Big bowls of brothy birria. Really love this spot so much, been coming here for years. Long before the quesabirria craze, Juan Gallardo has been doing weekend-only big bowls of brothy birria at his restaurant Gallardo’s in the mission. Gallardo hails from Jalisco, Mexico, aka the birthplace of birria, and has had his restaurant for 25years (!)—the og location was on 14th and Folsom, not too far away from its current corner spot on Shotwell Steet.I like to get the birria seca (dry), in where the meat (gallardo uses lamb), is seared on the plancha until nice and crispy. It’s served on the side so you can make your own tacos with their fresh tortillas made in house - use the broth as a sipper or a dipper or both — the choice is yours and you won’t be judged.Really love this spot so much, been coming here for years. Everything is excellent—the rice, the beans, the chilaquiles. Just don’t ask for quesabirria—they don’t have it.

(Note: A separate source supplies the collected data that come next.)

PR #659, opened 2023-11-01
Create hook-coincurve

earonesty:
coincurve hooks, tested osx/linux/windows

### DIFF
--- a/src/_pyinstaller_hooks_contrib/hooks/stdhooks/hook-coincurve
+++ b/src/_pyinstaller_hooks_contrib/hooks/stdhooks/hook-coincurve
@@ -1,0 +1,26 @@
+from PyInstaller.utils.hooks import collect_data_files, get_package_paths
+import os
+import re
+
+hiddenimports = ['_cffi_backend']
+
+# Get the package path
+package_path = get_package_paths('coincurve')[0]
+
+# Collect data files
+datas = collect_data_files('coincurve')
+
+# Regular expression pattern for libsecp256k1
+libsecp256k1_pattern = re.compile(r'(libsecp256k1|_libsecp256k1).*\.(dll|so)')
+
+# Search for libsecp256k1 file within the 'coincurve' folder
+coincurve_path = os.path.join(package_path, 'coincurve')
+libsecp256k1_path = None
+for root, _, files in os.walk(coincurve_path):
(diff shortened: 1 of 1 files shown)


src/_pyinstaller_hooks_contrib/hooks/stdhooks/hook-coincurve
```diff
@@ -0,0 +1,38 @@
...
+import os
+import re
+
+hiddenimports = ['_cffi_backend']
+
+# Get the package path
+package_path = get_package_paths('coincurve')[0]
+
+# Collect data files
+datas = collect_data_files('coincurve')
```
rokm, line 23: What data files are there to collect?

src/_pyinstaller_hooks_contrib/hooks/stdhooks/hook-coincurve
```diff
@@ -0,0 +1,38 @@
...
+coincurve_path = os.path.join(package_path, 'coincurve')
+libsecp256k1_path = None
+for root, _, files in os.walk(coincurve_path):
+    for file in files:
+        if libsecp256k1_pattern.search(file):
+            libsecp256k1_path = os.path.join(root, file)
+            datas.append((libsecp256k1_path, 'coincurve'))
+            break
+
+    assert libsecp256k1_path, f"can't find coincurve libsecp256k1, look in {coincurve_path} and then modify this hook"
```
rokm, line 38: Any reason this is not using `binaries = collect_dynamic_libs('coincurve')`? This should pick up the DLL on Windows. 

On linux and macOS, `_libsecp256k1` seems to be an extension and should be picked up automatically.

rokm (changes requested):
Please also add a basic import test [here](https://github.com/pyinstaller/pyinstaller-hooks-contrib/blob/master/src/_pyinstaller_hooks_contrib/tests/test_libraries.py), and add `coincurve==18.0.0` to [requirements-test-libraries.txt](https://github.com/pyinstaller/pyinstaller-hooks-contrib/blob/master/requirements-test-libraries.txt) so that CI will run the added test.

earonesty:
I wasn't aware of that function should probably work just fine I would need
to test it

I've never submitted a hook just getting stuff to work that's all

PR #663, opened 2023-11-11
Pick up beta releases in check for pydantic 2.0.0+

monorimet:
Some pre-releases of pydantic have versions in the form "2.X.XbX" so update the conditional in the hook to recognize those versions as well.


rokm:
Thanks for bringing this to our attention! I see that `pydantic >= 2.0.0` indeed fails to match `2.5.0b1`.

This is regression introduced by removal of `pkg_resources` (#7943). The old `pkg_resources` based `is_module_satisfies` matched pre-release versions, while the new `is_module_satisfies` / `check_requirement` do not; but they should (by default) because currently all our hooks depend on that behavior.

PR #673, opened 2023-12-18
tests: fix dependencies of sudachipy test

rokm:
`sudachipy` test depends on availability of dictionary packages (`sudachidict_small`, `sudachidict_core`, and `sudachidict_full`), so skip the test if they are not available.

In practice, this means that we likely will not be running this test on the pyup-bot PRs, unless both `sudachipy` and dictionary packages get updated at the same time.


rokm:
Well, this was... interesting and fun. On the plus side, the SNAFU with `SudachiDict_full-0.0.0-py3-none-any.whl` did reveal that we need to add `sudachipy.errors` to hiddenimports for v0.6.8.

bwoodsend (approved):

Issue #93, opened 2018-07-11
Split workflow execution unit to step


loicalbertin:
As: Yorc engineering team
I want to: Make the step the task unit of a workflow execution
So that: it will be the first step to distributed deployments

AC1: Different steps of a same workflow could be executed on different Yorc instances
AC2: Yorc instances synchronize themselves using consul to know which one will handle a step
AC3: Reuse as much as possible the distributed tasks framework already implemented in Yorc

 

Use case:

Given 2 instances of Yorc with 1 worker on each.

And a application composed of just 2 computes.

I want to see deployment of 2 computes happening in parallel

PR #135, opened 2018-07-27
Feature/split workflow exec into step

stebenoist:
# Pull Request description
## Description of the change
This PR implements #93 

It allows to define a workflow step as unit execution task in order to split the workflow execution into different workers of one or many Yorc instances

### What I did
Define a task as an execution for non workflow task
Define a task as n executions for workflow task with n equal to the steps number
#### 1. Refactor the tasks Collector as to define Collector concerns:
- register in Consul the task (/tasks/)
- register in Consul the workflow if task is workflow (/workflows/)
- register in Consul the executions for initial steps if task is workflow (/executions/)
- register in Consul the execution for task if non workflow task
#### 2. Just change the dispatcher to handle task executions instead of tasks
Dispatcher concern is polling executions task and dispatch them across available workers
- It has to acquire a lock on the execution task as other distributed dispatchers can try to do the same
- If it gets the lock, it instantiates an execution task and push it to workers pool
- If it receives a message from shutdown channel, it has to spread the shutdown to workers
#### 3. Changes the worker concern to execute workflow step as execution instead of whole workflow
- worker executes a task execution sent from the dispatcher
- It has to poll cancellation and failure flags to stop execution
-  In case of workflow task, it runs a workflow step as a task execution and needs to update related task status, and register next step tasks execution if its execution is successful. In case of workflow join, it needs to check all previous steps are done.
- It has to release related execution Consul lock and mark the execution to delete
- If workflow is done, the task and deployment statuses need to be updated
- If an error occurred during the step execution, task status need to be updated
- Each done step will register the next ones. In case of join, the last done of previous steps will register the next step
- For a final step, it checks the status of all steps and if all are done, it sets the task status to done

### How to verify it
As this impacts many things in orchestrator, non-regression tests need to be run with all task types as custom command, custom workflow, query, deploy, undeploy, purge, cancel, resume in distributed and non-distributed modes.
To ensure, the goal is reached, a topology with 2 computes has to be deployed by a Yorc cluster with 2 nodes, each node with only one worker so that each node runs the install of one compute as these steps are parallel.

## Applicable Issues
#93


adidanes:
Why after code refactoring, the _Dispatcher_ and the _worker_ interfaces are kept in the _workflow_ package ?
The Dispatcher and the Workers now are also concerned by tasks that are not related to workflow step execution.

loicalbertin:
My main concern about this PR is that it totally breaks [the compatibility promise](https://golang.org/doc/go1compat). This should be avoided outside a major release.

commands/deployments/tasks/dep_fix_task_step.go
```diff
@@ -49,7 +49,7 @@ var updateTaskStepCmd = &cobra.Command{
 		}
 
 		// The task step status is set to "done"
-		step := &tasks.TaskStep{Name: args[2], Status: strings.ToLower(tasks.TaskStepStatusDONE.String())}
+		step := &tasks.TaskStep{Name: args[2], Status: strings.ToLower(tasks.StepStatusDONE.String())}
```
loicalbertin: Compat is broken

tasks/collector.go
```diff
@@ -1,133 +0,0 @@
...
-
-// NewCollector creates a Collector
-func NewCollector(consulClient *api.Client) *Collector {
-	return &Collector{consulClient: consulClient}
-}
-
-// RegisterTaskWithData register a new Task of a given type with some data
-//
-// The task id is returned.
-func (c *Collector) RegisterTaskWithData(targetID string, taskType TaskType, data map[string]string) (string, error) {
```
loicalbertin: Compat broken

tasks/collector.go
```diff
@@ -1,133 +0,0 @@
...
-		return "", err
-	}
-	return taskID, nil
-}
-
-// RegisterTask register a new Task of a given type.
-//
-// The task id is returned.
-// Basically this is a shorthand for RegisterTaskWithData(targetID, taskType, nil)
-func (c *Collector) RegisterTask(targetID string, taskType TaskType) (string, error) {
```
loicalbertin: Compat broken

tasks/structs_step.go
```diff
@@ -16,16 +16,16 @@ package tasks
...
-// TaskStepStatus x ENUM(
+// StepStatus x ENUM(
 // INITIAL,
 // RUNNING,
 // DONE,
 // ERROR,
 // CANCELED
 // )
-type TaskStepStatus int
+type StepStatus int
```
loicalbertin: Compat broken

tasks/structs_step_enum.go
```diff
@@ -23,52 +23,52 @@ import (
...
+	_StepStatusName[23:31]:                  4,
+	strings.ToLower(_StepStatusName[23:31]): 4,
 }
 
-// ParseTaskStepStatus attempts to convert a string to a TaskStepStatus
-func ParseTaskStepStatus(name string) (TaskStepStatus, error) {
-	if x, ok := _TaskStepStatusValue[name]; ok {
-		return TaskStepStatus(x), nil
+// ParseStepStatus attempts to convert a string to a StepStatus
+func ParseStepStatus(name string) (StepStatus, error) {
```
loicalbertin: Compat broken

tasks/tasks.go
```diff
@@ -32,6 +32,36 @@ import (
...
+	targetID string
+	status   string
+}
+
+func (e anotherLivingTaskAlreadyExistsError) Error() string {
+	return fmt.Sprintf("Task with id %q and status %q already exists for target %q", e.taskID, e.status, e.targetID)
+}
+
+// NewAnotherLivingTaskAlreadyExistsError allows to create a new anotherLivingTaskAlreadyExistsError error
+func NewAnotherLivingTaskAlreadyExistsError(taskID, targetID, status string) error {
```
loicalbertin: Sounds weird to do this. This means that `anotherLivingTaskAlreadyExistsError` should live in the collector package. But this will break the compatibility promise.

tasks/workflow/step.go
```diff
@@ -0,0 +1,342 @@
...
+	"github.com/ystia/yorc/registry"
+	"github.com/ystia/yorc/tasks"
+	"github.com/ystia/yorc/tosca"
+	"path"
+	"strings"
+	"time"
+)
+
+// Step represents the workflow step
+type Step struct {
```
loicalbertin: Is there a reason to make `Step` public? I didn't see any for now.

tasks/workflow/task_execution.go
```diff
@@ -0,0 +1,122 @@
...
+	"fmt"
+	"github.com/hashicorp/consul/api"
+	"github.com/pkg/errors"
+	"github.com/ystia/yorc/helper/consulutil"
+	"github.com/ystia/yorc/log"
+	"github.com/ystia/yorc/tasks"
+)
+
+// A TaskExecution is the unit task of execution. If task is a workflow, it contains as many TaskExecutions as workflow steps
+type TaskExecution struct {
```
loicalbertin: Is there any reason to make `TaskExecution` public? I can't see any for now.

loicalbertin:
README update is missing

PR #165, opened 2018-09-18
Feature/upgrade tf

stebenoist:
# Pull Request description
Upgrade Terraform version to latest stable 0.11.8

## Description of the change

- Upgrade Terraform
- Add --terraform_plugins_dir server option to define the directory where to find Terraform pre-installed providers plugins. If no specified, required plugins will be downloaded during deployment
- Upgrade documentation
- Upgrade Dockerfile to ship pre-installed Terraform plugins in /var/terraform/plugins
- Update google Terraform executor to match with new Terraform Google plugin new version


doc/configuration.rst
```diff
@@ -74,6 +74,10 @@ Globals Command-line options
 
   * ``--consul_ssl_verify``: If set to false, disable Consul certificate checking (true by default is ssl enabled).
 
+.. _option_terraform_plugins_dir_cmd:
+
+  * ``--terraform_plugins_dir``: Specify the directory where to find Terraform pre-installed providers plugins. If no specified, required plugins will be downloaded during deployment. See https://www.terraform.io/guides/running-terraform-in-automation.html#pre-installed-plugins for more information.
```
laurentganne: typo: If no specified -> If not specified

laurentganne: In addition to a new section in CHANGELOG.md to describe the Yorc dependency on terraform version and constraints on plugins versions (see similar dependency section in changelog in 3.1.0-M2 for ansible),
Maybe we could add here as well the plugin versions constraints Yorc has on plugins, else the user would discover only later at usage he has downloaded a plugin version incompatible with Yorc hardcoded expectations

config/config.go
```diff
@@ -61,6 +61,18 @@ const DefaultCacheFacts = false
 // DefaultWfStepGracefulTerminationTimeout is the default timeout for a graceful termination of a workflow step during concurrent workflow step failure
 const DefaultWfStepGracefulTerminationTimeout = 2 * time.Minute
 
+// DefaultTFConsulPluginVersionConstraint is the default Terraform Consul plugin version
+const DefaultTFConsulPluginVersionConstraint = "~> 2.1"
```
loicalbertin: Why not setting this from versions.yaml?
Sounds like a duplicate

doc/configuration.rst
```diff
@@ -74,6 +74,26 @@ Globals Command-line options
 
   * ``--consul_ssl_verify``: If set to false, disable Consul certificate checking (true by default is ssl enabled).
 
+.. _option_terraform_plugins_dir_cmd:
+
+  * ``--terraform_plugins_dir``: Specify the directory where to find Terraform pre-installed providers plugins. If not specified, required plugins will be downloaded during deployment. See https://www.terraform.io/guides/running-terraform-in-automation.html#pre-installed-plugins for more information.
+
+.. _option_terraform_aws_plugin_version_constraint_cmd:
+
+  * ``--terraform_aws_plugin_version_constraint``: Specify the Terraform AWS plugin version constraint. Default one compatible with our source code is ``"~> 1.36"``. If you choose another, it's at your own risk. See https://www.terraform.io/docs/configuration/providers.html#provider-versions for more information.
```
loicalbertin: Same as previous comment we may be able to automate generation of those versions by looking at the versions.yaml file. 
versions.yaml should be the only source of truth.

prov/terraform/commons/resources.go
```diff
@@ -25,6 +25,8 @@ const (
 	// DefaultSSHPrivateKeyFilePath is the default SSH private Key file path
 	// used to connect to provisioned resources
 	DefaultSSHPrivateKeyFilePath = "~/.ssh/yorc.pem"
+	// NullPluginVersionConstraint is the Terraform null plugin version constraint
+	NullPluginVersionConstraint = "~> 1.0"
```
loicalbertin: Why this is defined here while others plugin are in config?

versions.yaml
```diff
@@ -1,4 +1,8 @@
 yorc_version: 3.1.0-SNAPSHOT
 consul_version: 1.0.6
-terraform_version: 0.9.11
+terraform_version: 0.11.8
 ansible_version: 2.6.3
+tf_consul_plugin_version: 2.1.0
+tf_aws_consul_plugin_version: 1.36.0
+tf_openstack_plugin_version: 1.9.0
+tf_google_plugin_version: 1.18.0
```
loicalbertin: New line missing

prov/terraform/commons/resources.go
stebenoist: I guess this plugin is not supposed to change often.

loicalbertin: ok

El Buen Comer is a welcoming Mexican restaurant known for its home-style cooking. The menu includes a variety of dishes, with the mole verde being a standout recommendation. The establishment is also recognized for the kindness and warm hospitality of its staff.
Mexican like your mom makes you. Homey like the home you wish you had. Kindness like all restaurants should offer. And that mole verde!
SanJalisco Mexican Restaurant is a family-run spot in Mission, known for its homemade Mexican cuisine. The restaurant is particularly loved for its Chilaquiles Veronica with housemade chips, and the barbecue goat birria en caldo, served on Fridays and weekends. With a colorful interior and a casual atmosphere, SanJalisco offers a range of dishes from breakfast omelettes to seafood cocktails, traditional plates, and desserts, accommodating brunch, lunch, and dinner patrons.
A family-run Mission restaurant known for chilaquiles and true home cooking.This special place offers a real taste of delicious, homemade Mexican food. My longtime Mission fave for chilaquiles (try the Chilaquiles Veronica) with housemade chips, and I keep coming back for their weekly specials: pozole verde on Thursday, and my absolute favorite, the barbecue goat birria en caldo (soup) on Friday-weekends. Love the colorful interior and family-run hospitality, and it’s full of locals and regulars enjoying brunch, lunch, and dinner. It’s fun, casual, and priced really well. I adore this truly Mission spot, which started with the Padilla family in the 1950s.